> **Activity**: A verbatim copy of all entries is the expected output.
Segment Start: Data listing
PR #3506, opened 2017-09-19
[PD-3611] Implement Confirm handling for TJD wizard navigation

koonsies:
## What's this PR do?
This PR does a few things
Segment End: Data listing
> **Response area**:
PR #3506, opened 2017-09-19
[PD-3611] Implement Confirm handling for TJD wizard navigation

koonsies:
## What's this PR do?
This PR does a few things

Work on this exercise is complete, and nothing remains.